■ **Supplied data**:

PR #36, opened 2017-02-01
Add all the do* operators

brianegan:
Not ready yet -- opening early for discussion. :)

--------

I looked at other implementations and they offer a series of do* operators (doOnSubscribe, doOnUnSubscribe, doOnNext, doOnError, etc.. I went ahead and rounded up all the possible Dart-specific versions of these events, and created all the associated methods.

We ended up with 8 methods in total, all implemented with 1 transformer. 

Questions:

  1. What do you think of the api? I don't mind it right now, but might be harder to change in the future, so perhaps best to ponder a bit now :) We can keep each method separate, or play with some alternatives:
    - `tap(onData: ..., onCancel: ...)`
    - `doOn(data: ..., cancel...)`
    - `act(onData..., onCancel...)`
    - Keep each method as a standalone. There are (probably unimportant) performance tradeoffs here -- using a single method, you could apply all the do* operations to a single transformer, rather than requiring a new transformer for each do* operation. On the other hand, we could implement each transformer individually as well, which would make each one individually faster.
  2. Should we make each transformer responsible for only 1 event? e.g. `doOnDataTransformer` instead of `doTransformer` with 8 optional params?


frankpepermans:
I think having `doOn` is more inline with the current Dart Stream implementation,
since `doOn` is comparable to what `listen` does, and `listen` also provides optional handlers like `onData, onError, onCancel`

For me, the current `tap` implementation can be merged into `doOn`, where we could provide `doOn` with the following signature:

`doOn<T>([void onData(T data)], {void onError(e, s), void onCancel(), ...});`

This way, you would write `tap(something);` as `doOn(something);`
and to notify onCancel: `doOn(onCancel: somethingElse);`

I wouldn't worry too much about performance here, I think the difference would be negligible.

What do you think?

brianegan:
Hey, thanks for the thoughtful response! I'm totally happy to go with `doOn` -- I actually prefer `act(onData: ...)`, but I don't think it's standard Dart or Rx terminology.

Unfortunately, I tried that signature, and Dart can't support both optional-positional arguments and named parameters :( 

Therefore, because I don't think we should enforce setting `onData` the way `listen` does, as I've often just used `doOnError ` or `doOnComplete` by themselves, I'd suggest a method signature like so:

```dart
doOn({void onCancel() = defaultOnCancel,
    void onData(T event) = defaultOnData,
    void onDone() = defaultOnDone,
    void onEach(Notification<T> notification) = defaultOnEach,
    Function onError = defaultOnError,
    void onListen() = defaultOnListen,
    void onPause([Future<dynamic> resumeSignal]) = defaultOnPause,
    void onResume() = defaultOnResume})
```

frankpepermans:
Argh too bad :)

+1 for adding `onDone` as described then!

What about this use case, `stream.doOn()`?
Just do nothing I suppose?

brianegan:
Ah, good catch, that's an interesting case! Yep, it would do nothing in that instance.

To aid users, we can also throw an `assert(onDone != null || onError != null || ...)` check to throw an error when no params are provided as a hint?

dotdotcommadot:
For me, it seems counter-intuitive to write: 
`doOn(onData: (data) => print(data))`

But it would also be strange to write:
`doOn(data: (myData) => print(myData))`
Because 'data' sounds more like a property than a method, and now I have to name my value 'myData' instead of 'data' to keep it clear... I could also use 'value' instead of 'myData', but my point would still remain standing

So I think the most intuitive thing would be:
`act(onData: (data) => print(data))`

brianegan:
>For me, it seems counter-intuitive to write:
> `doOn(onData: (data) => print(data))`
>
>But it would also be strange to write:
> `doOn(data: (myData) => print(myData))`

Totally agree! That's why I preferred `act` as well... Ok, let's break the (not great) Rx `do` convention and go our own way for this one :)

frankpepermans:
I would just do nothing if `act()` occurs, there's no transformation going here, hopefully in a future Dart version we could provide some kind of way to enforce at least one handler here?

brianegan:
Sounds good, I'll go with that for now! What do you think about adding a simple `assert` statement? That would allow us to check for at least 1 method being present, and alert the developer with static messaging that it's empty?

Thanks for helping me figure out these details :)

frankpepermans:
Sounds good 👍

brianegan:
Hey hey :) I ended up putting this together a bit more -- adding tests, docs, etc -- and was still not quite satisfied with `act`. Then it struck me: Maybe we could use `call`? It's idiomatic in Dart, and (I think!?) conveys what's happening.

What do you think? Happy to change it back to `act`, but thought this was an interesting alternative. Maybe also `run`. Anyhow, all other pieces we discussed are implemented :)

```dart
new Observable.just(1).call(onData: (i) => print(i));

 Observable<T> call(
          {void onCancel(),
          void onData(T event),
          void onDone(),
          void onEach(Notification<T> notification),
          Function onError,
          void onListen(),
          void onPause(Future<dynamic> resumeSignal),
          void onResume()})
```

■ **Exercise requirements**: Could you reproduce every line of the listing exactly?

■ **Result of this task**:
PR #36, opened 2017-02-01
Add all the do* operators

brianegan:
Not ready yet -- opening early for discussion. :)

--------

I looked at other implementations and they offer a series of do* operators (doOnSubscribe, doOnUnSubscribe, doOnNext, doOnError, etc.. I went ahead and rounded up all the possible Dart-specific versions of these events, and created all the associated methods.

We ended up with 8 methods in total, all implemented with 1 transformer. 

Questions:

  1. What do you think of the api? I don't mind it right now, but might be harder to change in the future, so perhaps best to ponder a bit now :) We can keep each method separate, or play with some alternatives:
    - `tap(onData: ..., onCancel: ...)`
    - `doOn(data: ..., cancel...)`
    - `act(onData..., onCancel...)`
    - Keep each method as a standalone. There are (probably unimportant) performance tradeoffs here -- using a single method, you could apply all the do* operations to a single transformer, rather than requiring a new transformer for each do* operation. On the other hand, we could implement each transformer individually as well, which would make each one individually faster.
  2. Should we make each transformer responsible for only 1 event? e.g. `doOnDataTransformer` instead of `doTransformer` with 8 optional params?


frankpepermans:
I think having `doOn` is more inline with the current Dart Stream implementation,
since `doOn` is comparable to what `listen` does, and `listen` also provides optional handlers like `onData, onError, onCancel`

For me, the current `tap` implementation can be merged into `doOn`, where we could provide `doOn` with the following signature:

`doOn<T>([void onData(T data)], {void onError(e, s), void onCancel(), ...});`

This way, you would write `tap(something);` as `doOn(something);`
and to notify onCancel: `doOn(onCancel: somethingElse);`

I wouldn't worry too much about performance here, I think the difference would be negligible.

What do you think?

brianegan:
Hey, thanks for the thoughtful response! I'm totally happy to go with `doOn` -- I actually prefer `act(onData: ...)`, but I don't think it's standard Dart or Rx terminology.

Unfortunately, I tried that signature, and Dart can't support both optional-positional arguments and named parameters :( 

Therefore, because I don't think we should enforce setting `onData` the way `listen` does, as I've often just used `doOnError ` or `doOnComplete` by themselves, I'd suggest a method signature like so:

```dart
doOn({void onCancel() = defaultOnCancel,
    void onData(T event) = defaultOnData,
    void onDone() = defaultOnDone,
    void onEach(Notification<T> notification) = defaultOnEach,
    Function onError = defaultOnError,
    void onListen() = defaultOnListen,
    void onPause([Future<dynamic> resumeSignal]) = defaultOnPause,
    void onResume() = defaultOnResume})
```

frankpepermans:
Argh too bad :)

+1 for adding `onDone` as described then!

What about this use case, `stream.doOn()`?
Just do nothing I suppose?

brianegan:
Ah, good catch, that's an interesting case! Yep, it would do nothing in that instance.

To aid users, we can also throw an `assert(onDone != null || onError != null || ...)` check to throw an error when no params are provided as a hint?

dotdotcommadot:
For me, it seems counter-intuitive to write: 
`doOn(onData: (data) => print(data))`

But it would also be strange to write:
`doOn(data: (myData) => print(myData))`
Because 'data' sounds more like a property than a method, and now I have to name my value 'myData' instead of 'data' to keep it clear... I could also use 'value' instead of 'myData', but my point would still remain standing

So I think the most intuitive thing would be:
`act(onData: (data) => print(data))`

brianegan:
>For me, it seems counter-intuitive to write:
> `doOn(onData: (data) => print(data))`
>
>But it would also be strange to write:
> `doOn(data: (myData) => print(myData))`

Totally agree! That's why I preferred `act` as well... Ok, let's break the (not great) Rx `do` convention and go our own way for this one :)

frankpepermans:
I would just do nothing if `act()` occurs, there's no transformation going here, hopefully in a future Dart version we could provide some kind of way to enforce at least one handler here?

brianegan:
Sounds good, I'll go with that for now! What do you think about adding a simple `assert` statement? That would allow us to check for at least 1 method being present, and alert the developer with static messaging that it's empty?

Thanks for helping me figure out these details :)

frankpepermans:
Sounds good 👍

brianegan:
Hey hey :) I ended up putting this together a bit more -- adding tests, docs, etc -- and was still not quite satisfied with `act`. Then it struck me: Maybe we could use `call`? It's idiomatic in Dart, and (I think!?) conveys what's happening.

What do you think? Happy to change it back to `act`, but thought this was an interesting alternative. Maybe also `run`. Anyhow, all other pieces we discussed are implemented :)

```dart
new Observable.just(1).call(onData: (i) => print(i));

 Observable<T> call(
          {void onCancel(),
          void onData(T event),
          void onDone(),
          void onEach(Notification<T> notification),
          Function onError,
          void onListen(),
          void onPause(Future<dynamic> resumeSignal),
          void onResume()})
```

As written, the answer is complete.